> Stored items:
*** Begin section ***
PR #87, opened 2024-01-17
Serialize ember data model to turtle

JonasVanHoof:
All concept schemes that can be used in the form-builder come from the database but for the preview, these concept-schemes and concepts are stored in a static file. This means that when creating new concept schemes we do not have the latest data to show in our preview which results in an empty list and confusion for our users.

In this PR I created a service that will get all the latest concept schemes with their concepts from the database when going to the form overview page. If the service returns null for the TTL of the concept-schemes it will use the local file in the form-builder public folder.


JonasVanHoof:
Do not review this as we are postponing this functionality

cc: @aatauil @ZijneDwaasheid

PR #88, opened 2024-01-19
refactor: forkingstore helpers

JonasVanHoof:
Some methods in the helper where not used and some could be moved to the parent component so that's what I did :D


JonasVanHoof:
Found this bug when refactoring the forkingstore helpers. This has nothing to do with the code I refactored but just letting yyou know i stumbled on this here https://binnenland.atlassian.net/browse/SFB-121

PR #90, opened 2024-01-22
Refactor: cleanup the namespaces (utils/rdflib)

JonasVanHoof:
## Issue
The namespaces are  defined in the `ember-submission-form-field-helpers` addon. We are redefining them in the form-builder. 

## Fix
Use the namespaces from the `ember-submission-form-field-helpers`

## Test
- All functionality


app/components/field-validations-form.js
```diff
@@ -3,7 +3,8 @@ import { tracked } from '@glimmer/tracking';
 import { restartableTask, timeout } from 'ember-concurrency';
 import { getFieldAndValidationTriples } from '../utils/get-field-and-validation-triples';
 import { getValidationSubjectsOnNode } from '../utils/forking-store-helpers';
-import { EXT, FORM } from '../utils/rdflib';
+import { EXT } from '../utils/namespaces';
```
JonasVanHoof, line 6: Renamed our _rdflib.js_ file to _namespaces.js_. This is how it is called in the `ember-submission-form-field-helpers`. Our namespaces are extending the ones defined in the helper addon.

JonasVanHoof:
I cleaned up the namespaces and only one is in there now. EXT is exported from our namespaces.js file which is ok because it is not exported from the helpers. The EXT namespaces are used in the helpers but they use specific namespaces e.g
*** End section ***
Where a line of the data above includes "forkingstore", copy that line.

> Your solution:
refactor: forkingstore helpers
Found this bug when refactoring the forkingstore helpers. This has nothing to do with the code I refactored but just letting yyou know i stumbled on this here https://binnenland.atlassian.net/browse/SFB-121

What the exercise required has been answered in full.